During its lifetime, any system reaches a point when it needs to be upgraded, either in terms of hardware or software. Today, I will talk about such changes, in particular, about upgrading Windows Failover Cluster nodes from Windows Server 2012 R2 to Windows Server 2016 with no production interruption. Thanks to Microsoft, we do have a Cluster Rolling Upgrade procedure at our fingertips, and I am going to get through it and confirm it works for virtualized disks as cluster shared volumes in Windows Failover Cluster. This procedure assumes rebuilding nodes with clean OS deployment one by one, while the production keeps running from the other cluster node.
To begin with, I have a 2-node Windows Failover Cluster with Windows Server 2012 R2 installed on the nodes. The cluster has got 2 CSVs along with the Quorum. The whole system is configured in a hyperconverged scenario.

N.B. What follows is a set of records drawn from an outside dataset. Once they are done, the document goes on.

PR #1269, opened 2026-06-10
[RORDEV-2080] [ci] JMH benchmark suite for ACL hot paths: 21 elected KPIs, manually-run before/after tooling (perf-CI legs parked)

sscarduzio:
**Changelog:** [ci] JMH benchmark suite for the ACL hot paths, with a reviewed KPI list (`benchmarks/kpis.yml`). Manually-run tooling: measure before/after numbers for performance-relevant PRs.

## What this PR provides

A new `benchmarks` module that measures how fast the ROR ACL really is, using the same code paths production uses.

**What you can do with it:**

1. **Measure the ACL hot paths** — `./gradlew :benchmarks:jmh` runs all benchmarks: end-to-end ACL evaluation, the indices/groups/actions/headers rules, JWT verification, glob matching, basic-auth decoding.
2. **Check a PR for performance changes** — `./gradlew :benchmarks:jmhSmoke` runs the most important benchmarks (~7 minutes) with allocation profiling. Run it on `develop` and on your branch, compare the two tables, paste them in the PR. `benchmarks/README.md` describes this workflow.
3. **Agree on what we track** — `benchmarks/kpis.yml` is the reviewed list of tracked numbers (21 KPIs in two tiers). Changing what we track = changing this file in a PR. The smoke run automatically covers every tier-1 entry, and `./gradlew :benchmarks:verifyKpis` fails if an entry points to a benchmark that no longer exists.

**Why the numbers can be trusted:** the benchmarks call the real production entry points (`EnabledAccessControlList.handleRegularRequest`, `rule.check`, `PatternsMatcher.create`), with realistic request shapes (20 headers, ~100 ACL blocks, ~100 groups — sizes reported from the field).

## What this PR does NOT do

There is no CI gate and no automated tracking. An automated version (PR gate + nightly time series with alerts) was built, reviewed, and shelved — it needs a dedicated benchmark machine and its alerting logic needs rework first. It lives on the `parked/perf-nightly-tools` branch; `benchmarks/README.md` explains what has to happen before reviving it.

## Footprint

Everything is inside `benchmarks/` plus one `include` line in `settings.gradle`. The module uses plain Gradle tasks (no plugin), so it cannot affect the build of anything else.

Validation: compile clean under `-Xfatal-warnings`, `formatCodeCheck` clean, `verifyKpis` green, `jmhSmoke` runs end-to-end.

https://claude.ai/code/session_01GSyUyjGmV6wXtn3TPbxUbh


benchmarks/baselines/alloc-baseline.json
```diff
@@ -0,0 +1,42 @@
...
+   "host": "leibniz.local",
+   "jdk": "openjdk version \"25.0.2\" 2026-01-20",
+   "os": "Darwin 24.6.0"
+  },
+  "jmhArgs": "-f 1 -wi 2 -i 2 -prof gc (seed)",
+  "srcSha": "df81468daa07fa876c9dd38f11febdbad40b4946"
+ },
+ "toleranceAbsBytes": 64,
+ "tolerancePct": 5.0
+}
```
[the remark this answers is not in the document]
sscarduzio: Partially valid: the gate is advisory (`continueOnError: true`) and the baseline is explicitly `provisional: true` — the documented plan is to regenerate it from a CI agent run (`compare.py --write-baseline`) before flipping the gate to blocking, so the arm64/Darwin seed values are intentional placeholders. The missing piece (no env-mismatch detection) is real though: compare.py now warns when the run arch/OS differs from `baseline.source.env`, pointing at `--write-baseline`. Done in 37e8d5584.

benchmarks/tools/nightly_judge.py
```diff
@@ -0,0 +1,174 @@
...
+            f.write(markdown)
+
+    for message in warnings:
+        print(f"##vso[task.logissue type=warning]{message}" if on_azure else f"WARNING: {message}")
+
+    if violations:
+        for kpi_id, median, new_value in violations:
+            message = (f"KPI regression: {kpi_id} {median:.2f} -> {new_value:.2f} us/op "
+                       f"({(new_value - median) / median * 100:+.1f}% vs rolling median)")
+            print(f"##vso[task.logissue type=error]{message}" if on_azure else f"ERROR: {message}",
```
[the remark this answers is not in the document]
sscarduzio: Valid — with a zero median the MAD threshold is also 0, so any positive value becomes a violation and the % formatting would raise ZeroDivisionError. Guarded as suggested. Done in 37e8d5584.

sscarduzio:
Addressed the second-round review in f23818126.

**W1 — provisional baseline compares wrong-platform numbers.** `compare.py` now short-circuits after the env-mismatch warning when the baseline is `provisional` **and** its `source.env` arch/os differ from the run: it prints `allocation gate SKIPPED …` and returns 0 instead of emitting spurious REGRESSION/improved rows against the arm64/Darwin seed. Same-env comparisons are untouched (verified: same-env big regression still exits 1). The gate activates automatically on the first `--write-baseline` re-seed on the CI agent.

**W2 — enterprise deny path had no PR alloc coverage.** Added `EnterpriseScenarioBenchmark.denyPath` to `ci-smoke.txt` so its allocations are measured on PRs. I deliberately did **not** add a `b_op` baseline value or an `acl.enterprise.deny.alloc` KPI entry — those must be measured on the CI agent, not seeded from the arm64 dev box, so until the authoritative `--write-baseline` runs there it surfaces as `NEW (not in baseline)` (informational, non-gating). README documents this and the follow-up to add the baseline+KPI entry in that re-seed PR. (Answers open Q3: the omission was about *seeding honesty*, not smoke budget.)

**W3 — `null` block stored in the block context.** It was in **five** files, not three. Replaced all sites with a single documented `BenchmarkSupport.noBlock` sentinel explaining that `blockContext.block` is unused on the measured ACL path (only audit/logging reads it) and that a real `Block` would need a `NonEmptyList[Rule]` + implicit `LoggingContext` for a never-read field — so the NPE-if-someone-dereferences-it risk now lives in one obvious place.

**Nit 1 — unescaped `.` in `ci-smoke.txt`.** Dots are now escaped (`\.`) at every package separator.

**Nit 2 — `</script>` in embedded JSON.** `render_dashboard.py` routes both JSON embeds through a `script_json()` helper that neutralises `</` → `<\/` (verified: `</script>` → `<\/script>`).

**Open Q2 — `EsServices(emptyClusterService, null, null)`.** Annotated: the two nulls are `serviceAccountTokenService` and `apiKeyService`, untouched by any rule the KPI benchmarks exercise.

**Open Q1 — re-seed plan.** It's a manual operator step (run `compare.py --write-baseline` on the first real PERF_SMOKE run on the CI image), gated by the `provisional` flag now clearing on `--write-baseline`. Tracked in the README follow-ups; not automated to keep baseline changes reviewed-like-code.

Validation: `:benchmarks:compileScala` green under `-Xfatal-warnings`; all Python tools `py_compile` + behaviorally tested (W1 skip/control, Nit2 escape, dashboard render); every `alloc-baseline.json` key still has a matching `kpis.yml` entry; all `ci-smoke.txt` regexes compile.

The two earlier CodeRabbit inline threads (env-mismatch warning, zero-median guard) were already resolved in 37e8d5584.

sscarduzio:
Addressed the round-3 review in `9d15aaa64`:

**✅ W1 — bare `null` in `RuleStaticResolutionBenchmark`.** `block = null` → `noBlock`. It was the only remaining raw `null` in benchmark construction; now in the same NPE-together safety net as the other 5 sites (`noBlock` was already in scope via the `BenchmarkSupport.*` import).

**✅ W2 — `last_good_sha` is the last-run SHA, not last-good.** Renamed → `last_run_sha` with a comment: it's the most recent recorded SHA (possibly itself violating), so `SUSPECT_RANGE` is a **lower bound** that can under-shoot across multi-night regressions. No false "good" claim. (The precise per-KPI last-passing SHA would need persisted pass/fail history — noted as a follow-up.)

**✅ N1 — dead `improvements` list.** Removed; the `"improved"` status already shows in the markdown row, and improvements never gate the build.

**✅ N2 — `--label performance || true` can silently drop the issue.** Now `--create-label` (creates the label on first use) + a loud `##vso[task.logissue type=warning]` if the create still fails — a regression can no longer go silently UNFILED.

**✅ N3 — `ci-smoke.txt` read at config time.** Moved the read + `args` assembly into `doFirst`, so a missing file no longer `FileNotFoundException`s every `./gradlew` in `:benchmarks`.

Validated: `:benchmarks:compileScala` green; `py_compile` on both tools.

sscarduzio:
Addressed round-4 in `d7fc29e53`:

**✅ W1 — committed `.pyc` bytecode.** Good catch — CPython 3.14 `__pycache__/*.pyc` slipped in from a local run. `git rm`'d both, and added `__pycache__/` + `*.pyc`/`*.pyo` to `.gitignore` so it can't recur (verified `git check-ignore`).

**✅ W2 — push failure suppresses the regression check.** Added `continueOnError: true` to the "Commit run record to benchmark-history" step — a double-network-error push must not skip the downstream judge/dashboard (`condition: succeeded()`) and silently drop the regression. `HISTORY_DIR` is published before the push, so the judge runs against the local worktree record.

**✅ N1 — `jmhCompare` after a failed `jmhSmoke`.** Added `onlyIf { smokeRaw.get().asFile.exists() }` — if `jmhSmoke` crashes before writing the JSON, `jmhCompare` skips cleanly instead of throwing a confusing second `FileNotFoundError`.

**✅ N2 — imports inside `build_panels()`.** Hoisted `calendar` / `datetime` to module top.

Validated: `py_compile` all three tools; `:benchmarks` Gradle config still evaluates.

ci/run-pipeline.sh
```diff
@@ -79,6 +79,7 @@ if [[ $ROR_TASK == "core_tests" ]]; then
   ./gradlew --no-daemon --stacktrace core:test audit:test
 fi
 
+
```
coutoPL: not needed

.gitignore
```diff
@@ -9,6 +9,7 @@ tmp/*
 *.log
 */bin
 
+
```
coutoPL: not needed

benchmarks/src/main/scala/tech/beshu/ror/benchmarks/acl/AclEvaluationBenchmark.scala
```diff
@@ -0,0 +1,128 @@
...
+      s"expected permit in block$blocks, got: $permitResult"
+    )
+    val denyResult = acl.handleRegularRequest(denyContext).runSyncUnsafe()._1
+    require(
+      denyResult.isInstanceOf[RegularRequestResult.ForbiddenByMismatched[?]],
+      s"expected deny, got: $denyResult"
+    )
+  }
+
+  @Benchmark
```
coutoPL, line 69: let's move the benchmarks to the top of the class for the sake of readability. 
The expected order:
1. setup
2. benchmarks
3. util methods

benchmarks/src/main/scala/tech/beshu/ror/benchmarks/acl/AclEvaluationBenchmark.scala
```diff
@@ -0,0 +1,128 @@
...
+        AccessRequirement.MustBePresent(Header(Header.Name(nes("X-Custom-1")), nes("value-1")))
+      )))
+    )
+    // .sorted = production RuleOrdering (what Block.createFrom applies); validation is config-time-only.
+    new Block(Block.Name(s"block$i"), Block.Policy.Allow, Block.Verbosity.Info, Block.Audit.Enabled, rules.sorted)
+  }
+
+  @Setup(Level.Trial)
+  def setup(): Unit = {
+    val allBlocks = NonEmptyList.fromListUnsafe((1 to blocks).map(blockOf).toList)
```
coutoPL: Let's create some well-named private methods. E.g., setupAcl, assertAllowedRequest, assertForbiddenRequest.

The readability of the setup will be improved. The details will be in the private methods at the end of the file.

benchmarks/src/main/scala/tech/beshu/ror/benchmarks/acl/AclEvaluationBenchmark.scala
```diff
@@ -0,0 +1,128 @@
...
+  @Param(Array("10", "50", "100", "150"))
+  var blocks: Int = scala.compiletime.uninitialized
+
+  private implicit val loggingContext: LoggingContext = LoggingContext(Set.empty)
+
+  private var acl: EnabledAccessControlList = scala.compiletime.uninitialized
+  private var permitContext: NonIndexRequestContext = scala.compiletime.uninitialized
+  private var denyContext: NonIndexRequestContext = scala.compiletime.uninitialized
+
+  private def blockOf(i: Int): Block = {
```
coutoPL: rename to `createExampleBlock(blockIndex: Int)`

benchmarks/src/main/scala/tech/beshu/ror/benchmarks/acl/EnterpriseScenarioBenchmark.scala
```diff
@@ -0,0 +1,177 @@
...
+ * configured groups (user has 100 groups), an indices rule with 120 patterns, an actions rule
+ * and a headers rule, evaluated against a realistic 20-header search request.
+ */
+@State(Scope.Thread)
+@BenchmarkMode(Array(Mode.AverageTime))
+@OutputTimeUnit(TimeUnit.MICROSECONDS)
+@Warmup(iterations = 5, time = 1, timeUnit = TimeUnit.SECONDS)
+@Measurement(iterations = 5, time = 1, timeUnit = TimeUnit.SECONDS)
+@Fork(2)
+class EnterpriseScenarioBenchmark {
```
coutoPL, line 52: Similar comments also apply to this benchmark and any other benchmark in this PR

benchmarks/src/main/scala/tech/beshu/ror/benchmarks/acl/EnterpriseScenarioBenchmark.scala
```diff
@@ -0,0 +1,177 @@
...
+  private implicit val loggingContext: LoggingContext = LoggingContext(Set.empty)
+
+  private var acl: EnabledAccessControlList = scala.compiletime.uninitialized
+  private var permitContext: IndexRequestContext = scala.compiletime.uninitialized
+  private var denyContext: IndexRequestContext = scala.compiletime.uninitialized
+
+  private def groupId(j: Int): GroupId = GroupId(nes(s"dept-$j"))
+
+  private def groupsRuleOf(i: Int): AnyOfGroupsRule = {
+    val permittedGroupIds = UniqueNonEmptyList.unsafeFrom(
```
coutoPL: createGroup private method needed

benchmarks/src/main/scala/tech/beshu/ror/benchmarks/acl/EnterpriseScenarioBenchmark.scala
```diff
@@ -0,0 +1,177 @@
...
+      (0 until configuredGroupCount)
+        .map(j => AlreadyResolved(NonEmptyList.one(groupId(j): GroupIdLike)): RuntimeMultiResolvableVariable[GroupIdLike])
+    )
+    val userDef = UserDef(
```
coutoPL: createUserDef private method needed

benchmarks/src/main/scala/tech/beshu/ror/benchmarks/acl/EnterpriseScenarioBenchmark.scala
```diff
@@ -0,0 +1,177 @@
...
+    val requested = (0 until 5)
+      .map(j => RequestedIndex(ClusterIndexName.fromString(s"logs-app-$j-2026").get, excluded = false))
+      .toCovariantSet
+    new IndexRequestContext(realisticHeaders(credentials), requested)
+  }
+
+  @Setup(Level.Trial)
+  def setup(): Unit = {
+    val allBlocks = NonEmptyList.fromListUnsafe((1 to blockCount).map(blockOf).toList)
+    acl = new EnabledAccessControlList(
```
coutoPL: I saw a similar part of the code in the previous benchmark. Maybe we should create a BenchmarkAclUtils file and put there methods that help to create ACL-related objects for benchmark setup purposes. WDYT?

benchmarks/src/main/scala/tech/beshu/ror/benchmarks/domain/BasicAuthDecodeBenchmark.scala
```diff
@@ -0,0 +1,58 @@
...
+
+  @Setup(Level.Trial)
+  def setup(): Unit = {
+    headers = realisticHeaders(Credentials(User.Id(nes("admin")), PlainTextSecret(nes("secret-password"))))
+  }
+
+  @Benchmark
+  def decodePerRequest(bh: Blackhole): Unit = {
+    val context = new NonIndexRequestContext(headers)
+    var i = 0
```
coutoPL: Use more Scala-idiomatic constructions. E.g.
```
(1 to authBlocksPerRequest).foreach(_ => bh.consume(context.basicAuth))
```

benchmarks/src/main/scala/tech/beshu/ror/benchmarks/matchers/GlobPatternsMatcherBenchmark.scala
```diff
@@ -0,0 +1,84 @@
...
+    val rnd = new Random(1234)
+    candidates = Array.tabulate(2000) { _ =>
+      if (rnd.nextInt(100) < 30) s"index-${rnd.nextInt(manyPatterns)}-${rnd.nextInt(1000)}"
+      else s"unrelated-${rnd.nextInt(100000)}"
+    }
+    candidatesList = candidates.toList
+  }
+
+  private def matchAll(matcher: PatternsMatcher[String], bh: Blackhole): Unit = {
+    var i = 0
```
coutoPL: scala-idimatic here too. And in other places of the PR too.

benchmarks/src/main/scala/tech/beshu/ror/benchmarks/matchers/GlobPatternsMatcherBenchmark.scala
```diff
@@ -0,0 +1,84 @@
...
+
+  @Setup(Level.Trial)
+  def setup(): Unit = {
+    def patternsOf(n: Int) = (0 until n).map(i => s"index-$i-*")
+    fewCaseSensitive = PatternsMatcher.create[String](patternsOf(fewPatterns))(using Matchable.caseSensitiveStringMatchable)
+    manyCaseSensitive = PatternsMatcher.create[String](patternsOf(manyPatterns))(using Matchable.caseSensitiveStringMatchable)
+    manyCaseInsensitive = PatternsMatcher.create[String](patternsOf(manyPatterns))(using Matchable.caseInsensitiveStringMatchable)
+
+    // ~30% of candidates match a prefix; ~70% miss and scan all buckets.
+    val rnd = new Random(1234)
```
coutoPL: needed some private, well-named method

benchmarks/src/main/scala/tech/beshu/ror/benchmarks/rules/ActionsRuleBenchmark.scala
```diff
@@ -0,0 +1,68 @@
...
+@Fork(2)
+class ActionsRuleBenchmark {
+
+  private var rule: ActionsRule = scala.compiletime.uninitialized
+  private var matchingContext: GeneralNonIndexRequestBlockContext = scala.compiletime.uninitialized
+  private var missingContext: GeneralNonIndexRequestBlockContext = scala.compiletime.uninitialized
+
+  @Setup(Level.Trial)
+  def setup(): Unit = {
+    val actions = (1 to 9).map(i => Action(s"indices:admin/custom-$i/*")).toList :+ searchAction
```
coutoPL: Some new private, well-named methods needed. Here and in other benchmarks too.

benchmarks/build.gradle
```diff
@@ -0,0 +1,186 @@
...
+    }
+}
+
+ext {
+    jmhVersion = '1.37'
+}
+
+dependencies {
+    implementation project(':core')
+    implementation group: 'org.scala-lang',   name: 'scala3-library_3',         version: '3.3.7'
```
coutoPL: order dependencies by name

benchmarks/ci-smoke.txt
coutoPL, line 1: Do we need to have two files? The one and kpis.yml? Maybe we could read all the tier 1 benchmarks' names from there? And use them for a smoke test?

benchmarks/README.md
```diff
@@ -0,0 +1,139 @@
...
+
+- **Old-path replicas live only while their PR is open.** A PR that optimizes a hot path may
+  add `oldPath_*` replica methods as review evidence, but they are pruned when the PR merges.
+- KPI benchmarks pin the canonical size at field max (~100 blocks / ~100 groups); `@Param`
+  axes around it make scaling curvature visible without exponent series.
+- Blocks are built with the production `RuleOrdering` (`rules.sorted`), and the indices KPI has
+  both a concrete-name variant and a wildcard-expansion variant (the wildcard path is the
+  production hot path for `logs-*`-style requests).
+
+## Parked CI legs
```
coutoPL: I struggled to understand this section. I guess you wanted to write sth like that: "we already tried to build the automated version, here's why it's shelved, and here's what has to happen before anyone revives it". 

It should be rewritten in simple, easy-to-grasp form. Currently, it's written from the perspective of the one who implemented the solution. Be empathic and think from the perspective of a reader. 

No need to write an essay about it. Just clear, simple form.

coutoPL (changes requested):
The description should be fixed. Too many technical details.
Should be focused on what functionalities the PR provides. 
Clear, simple form, taking into account the reader perspective. 
Jargon and methaphors should be limited.

ci/run-pipeline.sh
sscarduzio: Outdated — this PR no longer touches ci/run-pipeline.sh (removed in 949d46a; footprint is benchmarks/ + one settings.gradle line).

.gitignore
sscarduzio: Outdated — .gitignore is no longer touched by this PR (removed in 949d46a).

benchmarks/src/main/scala/tech/beshu/ror/benchmarks/acl/AclEvaluationBenchmark.scala
sscarduzio: Done in 1f5b952 — every benchmark class now reads setup -> @Benchmark methods -> private util methods.

benchmarks/src/main/scala/tech/beshu/ror/benchmarks/acl/AclEvaluationBenchmark.scala
sscarduzio: Done in 1f5b952: setup() is now 6 lines — createAcl(...) + createExampleBlock(blockIndex) + assertRequestAllowedBy/assertRequestForbiddenBy (the assert helpers live in BenchmarkAclUtils so all benchmarks share them).

benchmarks/src/main/scala/tech/beshu/ror/benchmarks/acl/AclEvaluationBenchmark.scala
sscarduzio: Renamed to createExampleBlock(blockIndex: Int) in 1f5b952.

benchmarks/src/main/scala/tech/beshu/ror/benchmarks/acl/EnterpriseScenarioBenchmark.scala
sscarduzio: Applied to every benchmark in 1f5b952 — same order and private-creator style throughout.

benchmarks/src/main/scala/tech/beshu/ror/benchmarks/acl/EnterpriseScenarioBenchmark.scala
sscarduzio: Done in 1f5b952 — createGroup lives in the shared BenchmarkAclUtils (used by both this benchmark and GroupsRuleBenchmark).

benchmarks/src/main/scala/tech/beshu/ror/benchmarks/acl/EnterpriseScenarioBenchmark.scala
sscarduzio: Done in 1f5b952 — createUserDef in BenchmarkAclUtils, shared with GroupsRuleBenchmark.

benchmarks/src/main/scala/tech/beshu/ror/benchmarks/acl/EnterpriseScenarioBenchmark.scala
sscarduzio: Agreed and done in 1f5b952 — new support/BenchmarkAclUtils with the shared ACL-object creators (createAcl, createAuthKeyRule, createGroupId/createGroup/createUserDef, createAnyOfGroupsRule) plus the assertion helpers. AclEvaluationBenchmark, EnterpriseScenarioBenchmark and GroupsRuleBenchmark all use it.

benchmarks/src/main/scala/tech/beshu/ror/benchmarks/domain/BasicAuthDecodeBenchmark.scala
sscarduzio: Done in 1f5b952 — exactly that form: (1 to authBlocksPerRequest).foreach(_ => bh.consume(context.basicAuth)).

benchmarks/src/main/scala/tech/beshu/ror/benchmarks/matchers/GlobPatternsMatcherBenchmark.scala
sscarduzio: Done across the PR in 1f5b952 — the remaining var/while loops are gone (candidates.foreach(...) here).

benchmarks/src/main/scala/tech/beshu/ror/benchmarks/matchers/GlobPatternsMatcherBenchmark.scala
sscarduzio: Done in 1f5b952 — createMatcher(patternCount, matchable) and createCandidates() private methods.

benchmarks/src/main/scala/tech/beshu/ror/benchmarks/rules/ActionsRuleBenchmark.scala
sscarduzio: Done everywhere in 1f5b952 — createActionsRule/createBlockContext here; every benchmark got the same treatment.

benchmarks/build.gradle
sscarduzio: Done in 1f5b952 — ordered by name (jmh-core, jmh-generator-bytecode, scala3-library_3; the :core project dependency stays first).

benchmarks/ci-smoke.txt
sscarduzio: Great idea — done in 1f5b952. ci-smoke.txt is deleted; jmhSmoke now parses kpis.yml and runs every tier-1 benchmark (deduped across .time/.alloc pairs). One reviewed file owns both what we track and what the smoke run covers. Net effect on the subset: gains rsa2048 (tier 1), drops actionMissed (tier 2). Verified end-to-end: jmhSmoke runs the 9 tier-1 methods.

benchmarks/README.md
sscarduzio: Rewritten in 1f5b952 as "The automated version (shelved)": what we built, the two plain-language reasons it is shelved (no dedicated machine; alerting logic that could silently normalize a slow regression), and the 3 concrete steps before anyone revives it.

sscarduzio:
Round-7 review addressed in 1f5b952 (all threads replied + resolved):
- **PR description rewritten** — functionality-first, plain language, jargon cut.
- **Structure**: every benchmark class is now setup → benchmarks → private util methods; well-named private creators everywhere (`createExampleBlock(blockIndex)`, `createIndicesRule`, …).
- **Shared `BenchmarkAclUtils`** — ACL-object creation (`createAcl`, `createGroup`, `createUserDef`, `createAnyOfGroupsRule`) + assertion helpers, used by all three ACL-heavy benchmarks.
- **Scala-idiomatic loops** — no var/while left.
- **`ci-smoke.txt` deleted** — `jmhSmoke` now runs the tier-1 entries parsed from `kpis.yml`; one reviewed file owns what we track AND what the smoke covers. `verifyKpis` still guards against renames.
- **README**: shelved-automation section rewritten reader-first; deps ordered by name.

Verified locally: compile clean under `-Xfatal-warnings`, `formatCodeCheck` clean, `verifyKpis` green (15 entries), `jmhSmoke` end-to-end green (9 tier-1 methods, `-prof gc`). Ready for another look.

benchmarks/src/main/scala/tech/beshu/ror/benchmarks/support/BenchmarkSupport.scala
coutoPL, line 1: I wonder if we shouldn't merge BenchmarSupport with BenchmarkAclUtils. It looks like both are util-like classes. Please decide.

coutoPL (approved):
LGTM.

One minor comment left. Fix if you think it's worth doing that.

benchmarks/src/main/scala/tech/beshu/ror/benchmarks/support/BenchmarkSupport.scala
sscarduzio: Decided: keep them separate. They split on a real axis — BenchmarkSupport is the fake WORLD the benchmarks run in (request contexts, ES-cluster stubs, header shapes), BenchmarkAclUtils builds the production ACL objects UNDER measurement (rules/blocks/ACLs) + decision asserts. Merging would make one ~280-line util grab-bag — the shape round-7 just refactored away. fadd1a6e makes the split self-documenting: each file's scaladoc now names its axis and points at the other, so the next reader sees it is deliberate, not accidental.

coutoPL: Ok, but do you think the names of the classes are not misleading? They look similar.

Before making any further steps in terms of Cluster Rolling Upgrade, taking into account that in my case the cluster storage is provisioned by StarWind VSAN, I would like to mention that step #0 is checking that all disks are synchronized on all nodes. Without making sure that they are, the below actions can endanger the stability of the production environment.
After having checked the StarWind devices synchronization status, I proceed with the upgrade starting from node 1 with the following steps:
1. Drain roles from node 1 inside the Failover Cluster Manager.
2. Evict node 1 from the cluster.
3. Stop the StarWind VSAN service on node 1.
4. Back up the StarWind configuration file StarWind.cfg on node 1 (the default location: “C:\Program Files\StarWind Software\StarWind\StarWind.cfg”) to restore StarWind setup with less effort after OS reinstallation.
Note: Make sure that there are no StarWind devices located on the OS partition. Do not format partitions where StarWind devices are located.
5. Make a clean install of Windows Server 2016 on the system partition of node 1. Supply it with all required roles and features like Hyper-V, Multipath I/O, and Failover Clustering as well as correct network settings that have been previously used on Windows Server 2012 R2 on this node. For the guidance on how to configure this, refer to the configuration guide.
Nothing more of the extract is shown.